• _What the exercise asks_: Report every line of the records beneath this task that holds the string "zero".

• _Stored entries_:
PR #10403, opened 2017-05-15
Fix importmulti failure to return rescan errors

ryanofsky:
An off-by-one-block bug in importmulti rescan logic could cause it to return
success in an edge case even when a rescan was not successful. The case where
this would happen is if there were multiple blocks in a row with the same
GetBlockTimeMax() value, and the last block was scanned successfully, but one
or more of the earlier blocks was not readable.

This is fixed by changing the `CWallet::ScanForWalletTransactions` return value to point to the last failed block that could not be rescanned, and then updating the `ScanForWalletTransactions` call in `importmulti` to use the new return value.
==
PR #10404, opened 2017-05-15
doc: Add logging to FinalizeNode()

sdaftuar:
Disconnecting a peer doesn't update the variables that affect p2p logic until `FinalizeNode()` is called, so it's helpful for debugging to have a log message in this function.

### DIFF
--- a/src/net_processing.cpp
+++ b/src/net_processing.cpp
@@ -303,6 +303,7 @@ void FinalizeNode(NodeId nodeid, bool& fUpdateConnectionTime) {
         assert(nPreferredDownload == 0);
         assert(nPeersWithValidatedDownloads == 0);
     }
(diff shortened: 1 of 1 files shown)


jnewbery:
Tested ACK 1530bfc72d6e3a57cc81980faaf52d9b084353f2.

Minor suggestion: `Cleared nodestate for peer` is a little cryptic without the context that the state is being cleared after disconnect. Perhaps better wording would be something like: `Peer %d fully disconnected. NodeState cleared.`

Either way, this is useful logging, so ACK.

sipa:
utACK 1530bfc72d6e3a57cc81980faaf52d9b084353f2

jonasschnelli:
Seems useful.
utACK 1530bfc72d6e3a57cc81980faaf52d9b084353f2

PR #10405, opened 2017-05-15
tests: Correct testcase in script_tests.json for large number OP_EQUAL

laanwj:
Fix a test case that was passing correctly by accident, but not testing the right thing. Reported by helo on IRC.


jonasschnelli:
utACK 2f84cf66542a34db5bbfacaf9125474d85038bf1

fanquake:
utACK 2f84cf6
--
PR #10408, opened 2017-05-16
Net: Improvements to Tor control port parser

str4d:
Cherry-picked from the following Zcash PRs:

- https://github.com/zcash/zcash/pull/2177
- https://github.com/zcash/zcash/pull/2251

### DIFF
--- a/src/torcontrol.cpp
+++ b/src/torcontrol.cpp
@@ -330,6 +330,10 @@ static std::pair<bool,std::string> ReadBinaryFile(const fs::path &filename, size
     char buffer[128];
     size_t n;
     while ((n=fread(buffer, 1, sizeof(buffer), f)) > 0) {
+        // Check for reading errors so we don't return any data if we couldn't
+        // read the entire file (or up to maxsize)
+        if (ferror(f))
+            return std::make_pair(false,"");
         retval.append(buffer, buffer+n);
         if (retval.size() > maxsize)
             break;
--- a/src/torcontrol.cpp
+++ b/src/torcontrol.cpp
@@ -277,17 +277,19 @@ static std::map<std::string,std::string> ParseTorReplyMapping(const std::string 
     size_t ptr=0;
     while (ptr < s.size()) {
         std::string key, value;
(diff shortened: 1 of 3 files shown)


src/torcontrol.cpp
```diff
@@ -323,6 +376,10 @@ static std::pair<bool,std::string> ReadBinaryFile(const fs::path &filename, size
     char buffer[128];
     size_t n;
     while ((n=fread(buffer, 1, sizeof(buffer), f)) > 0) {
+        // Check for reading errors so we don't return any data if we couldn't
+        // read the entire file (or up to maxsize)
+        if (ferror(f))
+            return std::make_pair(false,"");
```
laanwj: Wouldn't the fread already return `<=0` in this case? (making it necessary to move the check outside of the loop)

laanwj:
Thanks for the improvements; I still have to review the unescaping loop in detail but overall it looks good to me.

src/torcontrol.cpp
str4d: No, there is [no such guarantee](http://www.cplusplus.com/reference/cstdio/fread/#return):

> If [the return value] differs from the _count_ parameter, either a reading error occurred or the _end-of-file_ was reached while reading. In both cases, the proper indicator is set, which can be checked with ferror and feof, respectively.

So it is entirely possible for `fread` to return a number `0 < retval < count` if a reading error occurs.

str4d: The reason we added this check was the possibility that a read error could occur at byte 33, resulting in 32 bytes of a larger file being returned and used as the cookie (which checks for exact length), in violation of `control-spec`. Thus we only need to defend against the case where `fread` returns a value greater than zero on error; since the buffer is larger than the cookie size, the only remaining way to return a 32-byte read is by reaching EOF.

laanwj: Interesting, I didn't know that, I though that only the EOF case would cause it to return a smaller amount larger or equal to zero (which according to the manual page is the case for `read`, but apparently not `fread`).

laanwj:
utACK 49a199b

• _Answer to the problem_:
str4d: The reason we added this check was the possibility that a read error could occur at byte 33, resulting in 32 bytes of a larger file being returned and used as the cookie (which checks for exact length), in violation of `control-spec`. Thus we only need to defend against the case where `fread` returns a value greater than zero on error; since the buffer is larger than the cookie size, the only remaining way to return a 32-byte read is by reaching EOF.
laanwj: Interesting, I didn't know that, I though that only the EOF case would cause it to return a smaller amount larger or equal to zero (which according to the manual page is the case for `read`, but apparently not `fread`).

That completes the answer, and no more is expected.